PR #929, opened 2026-09-11
[FIX]: Add regression coverage for client API error messages

### LINKED ISSUE #924: Add unit tests for lib/errorMapper
## Problem
`apps/client/src/lib/errorMapper.ts` turns API error responses into user-facing messages for every form in the app, and has no tests.

## What to test
New file `apps/client/src/test/errorMapper.test.ts`:
- `mapValidationErrors`: field-specific detail beats the generic message; multiple fields map independently
- `mapApiError`: the HTTP-status-ish messages (401/403/404/500 wording) and the passthrough for unknown strings
- `getFieldError`: returns the field's message, `null` when the field has no detail
- `isValidationError` type guard: true for `{ success: false, error: 'Validation error', details: [...] }`; false for `null`, `undefined`, `{}`, a success response, and a non-validation error

*(easy — pure functions; the guard already handles null via optional chaining, so these tests pin that it stays that way)*

sridharkalaibala:
## Issue Reference

Closes #924

## What Was Changed

Added 33 Vitest cases for the four public helpers in `errorMapper.ts`: validation-message precedence and fallbacks, independent and nested fields, HTTP and authentication/network messages, unmapped strings, field lookup, and validation-response detection.

## Why Was It Changed

These helpers provide error messages throughout the application's forms. The tests protect the existing user-facing messages and ensure unrelated or incomplete responses are not treated as validation errors.

## Screenshots

Not applicable; this change adds tests only.

Validated on Windows with Node 24 and pnpm 9.12.0:

- Full client suite: 35 files, 294 tests passed (33 new tests).
- Client production build and both workspace dependency builds passed.
- ESLint and Prettier checks passed for the new test file.
- Direct client `tsc` output was compared with the committed type-error baseline, normalizing the local repository path: no new diagnostics. Existing baseline errors remain.

Prepared with AI assistance; the tests were executed locally and the change was reviewed against the issue's requested cases.

## Summary by CodeRabbit

* **Tests**
  * Added automated coverage for validation error mapping, API error translation, field-level error lookup, nested fields, and validation error detection.
  * Added fallback coverage for unrecognized error codes.

### DIFF
--- a/apps/client/src/test/errorMapper.test.ts
+++ b/apps/client/src/test/errorMapper.test.ts
@@ -1,0 +1,135 @@
+import { describe, expect, it } from 'vitest';
+import {
+	getFieldError,
+	isValidationError,
+	mapApiError,
+	mapValidationErrors,
+	type ValidationErrorDetail,
+	type ValidationErrorResponse,
+} from '@/lib/errorMapper';
+
+const emailError: ValidationErrorDetail = {
+	code: 'invalid_string',
+	type: 'string',
+	message: 'Invalid',
+	path: ['email'],
+};
+
+function validationResponse(details: ValidationErrorDetail[]): ValidationErrorResponse {
+	return { success: false, error: 'Validation error', details };
+}
+
+describe('mapValidationErrors', () => {
+	it('prefers field-specific messages over generic and server messages', () => {
+		expect(mapValidationErrors(validationResponse([emailError]))).toEqual({
+			email: 'Please enter a valid email address',
+		});
+	});
+
+	it('maps multiple fields independently, including nested field paths', () => {
+		const response = validationResponse([
+			emailError,
+			{ code: 'too_small', type: 'string', message: 'Too short', path: ['password'] },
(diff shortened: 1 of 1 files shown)


idanlodzki:
Reviewed and verified — this is exactly what #924 asked for, and then some. You covered every case in the issue plus several I hadn't listed: nested field paths, the `Validation error: …` prefixed variant, and `details: {}` (present but not an array). The `it.each` tables for the message maps are the right shape — the matrix *is* the documentation.

I don't take "tests pass" at face value on a test-only PR, so I mutated the source to see if the suite actually bites:
- removed the null-guard in `isValidationError` → exactly the `null` / `undefined` cases fail
- changed the 401 message → exactly that one case fails

That's the property that makes tests worth having, and it holds. Client suite 294/294, prettier clean, lint clean at `--max-warnings=0`. CI was waiting at the first-contributor approval gate — nothing you did; I've approved the runs and will merge when it's green.

One small ask, since you clearly took the time to understand this codebase: if OpsiMate is useful to you, a ⭐ on the repo genuinely helps — it's how other people find it. Welcome aboard, and thanks for a careful first contribution.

_ _ _

Directions for this task: Lines above that contain the string "apps" make up the answer.

Answer section:
`apps/client/src/lib/errorMapper.ts` turns API error responses into user-facing messages for every form in the app, and has no tests.
New file `apps/client/src/test/errorMapper.test.ts`:
--- a/apps/client/src/test/errorMapper.test.ts
+++ b/apps/client/src/test/errorMapper.test.ts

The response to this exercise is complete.